Task to carry out -
Report how many lines in the records carry the string "when", and give no further text.

─── Data extract

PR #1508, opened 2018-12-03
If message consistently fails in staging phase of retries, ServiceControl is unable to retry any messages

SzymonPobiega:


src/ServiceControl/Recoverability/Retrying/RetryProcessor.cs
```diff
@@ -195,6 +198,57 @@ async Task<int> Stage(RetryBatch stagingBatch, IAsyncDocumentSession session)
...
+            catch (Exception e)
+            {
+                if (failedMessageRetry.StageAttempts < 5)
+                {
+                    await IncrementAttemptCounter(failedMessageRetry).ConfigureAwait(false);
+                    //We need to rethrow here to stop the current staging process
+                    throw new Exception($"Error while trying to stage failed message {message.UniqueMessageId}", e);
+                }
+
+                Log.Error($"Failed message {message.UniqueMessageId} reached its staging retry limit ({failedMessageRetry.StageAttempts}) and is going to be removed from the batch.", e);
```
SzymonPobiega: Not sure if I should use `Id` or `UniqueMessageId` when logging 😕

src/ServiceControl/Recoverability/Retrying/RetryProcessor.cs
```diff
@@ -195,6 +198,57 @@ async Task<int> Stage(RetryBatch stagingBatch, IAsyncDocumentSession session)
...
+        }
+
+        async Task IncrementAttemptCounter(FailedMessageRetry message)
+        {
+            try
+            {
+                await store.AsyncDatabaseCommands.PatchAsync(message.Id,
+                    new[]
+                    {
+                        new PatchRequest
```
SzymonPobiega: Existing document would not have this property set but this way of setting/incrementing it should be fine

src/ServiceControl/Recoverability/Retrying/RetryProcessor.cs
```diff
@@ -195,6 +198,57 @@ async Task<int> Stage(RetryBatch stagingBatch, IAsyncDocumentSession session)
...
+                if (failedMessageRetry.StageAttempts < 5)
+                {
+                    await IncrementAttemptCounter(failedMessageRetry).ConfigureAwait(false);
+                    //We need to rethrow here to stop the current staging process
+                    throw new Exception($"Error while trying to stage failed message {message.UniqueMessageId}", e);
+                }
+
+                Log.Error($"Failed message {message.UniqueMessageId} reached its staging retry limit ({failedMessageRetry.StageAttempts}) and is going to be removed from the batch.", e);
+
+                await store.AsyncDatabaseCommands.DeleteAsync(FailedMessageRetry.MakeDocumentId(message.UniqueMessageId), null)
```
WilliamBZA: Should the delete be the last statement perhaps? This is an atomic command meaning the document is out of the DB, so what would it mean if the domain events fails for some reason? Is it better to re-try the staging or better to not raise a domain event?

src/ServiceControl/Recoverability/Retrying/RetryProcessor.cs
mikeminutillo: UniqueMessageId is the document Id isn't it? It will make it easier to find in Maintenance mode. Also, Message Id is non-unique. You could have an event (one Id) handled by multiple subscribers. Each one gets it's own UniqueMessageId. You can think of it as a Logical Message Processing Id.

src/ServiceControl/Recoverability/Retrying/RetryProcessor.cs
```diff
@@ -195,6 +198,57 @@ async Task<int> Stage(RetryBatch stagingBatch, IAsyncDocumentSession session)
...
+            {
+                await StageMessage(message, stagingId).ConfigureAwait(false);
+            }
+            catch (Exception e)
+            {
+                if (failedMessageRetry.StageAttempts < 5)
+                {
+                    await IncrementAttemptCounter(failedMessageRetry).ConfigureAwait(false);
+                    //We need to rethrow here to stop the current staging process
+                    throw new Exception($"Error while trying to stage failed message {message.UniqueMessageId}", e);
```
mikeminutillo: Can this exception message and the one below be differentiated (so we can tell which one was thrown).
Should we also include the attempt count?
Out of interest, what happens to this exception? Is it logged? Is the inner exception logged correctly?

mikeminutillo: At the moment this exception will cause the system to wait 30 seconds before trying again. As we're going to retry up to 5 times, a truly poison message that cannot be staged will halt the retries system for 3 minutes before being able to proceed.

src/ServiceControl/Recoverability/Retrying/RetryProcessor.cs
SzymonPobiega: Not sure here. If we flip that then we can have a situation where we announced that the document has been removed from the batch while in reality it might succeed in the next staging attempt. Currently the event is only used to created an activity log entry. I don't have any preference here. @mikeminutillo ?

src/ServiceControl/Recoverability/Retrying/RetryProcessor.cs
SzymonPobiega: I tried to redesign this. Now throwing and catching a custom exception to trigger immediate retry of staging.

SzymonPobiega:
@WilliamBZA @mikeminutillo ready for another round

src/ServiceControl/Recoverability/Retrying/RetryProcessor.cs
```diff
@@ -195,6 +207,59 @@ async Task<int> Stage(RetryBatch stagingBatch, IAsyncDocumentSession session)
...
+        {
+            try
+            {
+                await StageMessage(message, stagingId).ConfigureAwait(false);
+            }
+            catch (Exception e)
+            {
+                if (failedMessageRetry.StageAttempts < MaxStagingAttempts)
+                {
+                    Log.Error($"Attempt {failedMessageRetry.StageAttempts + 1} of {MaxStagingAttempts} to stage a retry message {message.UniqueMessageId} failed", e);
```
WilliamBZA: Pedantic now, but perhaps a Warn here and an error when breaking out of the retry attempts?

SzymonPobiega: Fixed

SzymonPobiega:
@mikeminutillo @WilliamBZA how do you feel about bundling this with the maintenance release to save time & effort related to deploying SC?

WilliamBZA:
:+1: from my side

──────
─── Data extract

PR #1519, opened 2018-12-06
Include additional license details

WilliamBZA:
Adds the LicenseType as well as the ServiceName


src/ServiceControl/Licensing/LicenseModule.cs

──────
─── Data extract

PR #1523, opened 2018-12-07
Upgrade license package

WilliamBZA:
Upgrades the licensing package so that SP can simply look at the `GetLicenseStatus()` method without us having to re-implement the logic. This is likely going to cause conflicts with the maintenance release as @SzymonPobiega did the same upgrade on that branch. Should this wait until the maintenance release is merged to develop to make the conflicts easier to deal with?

──────

Response to this exercise -
2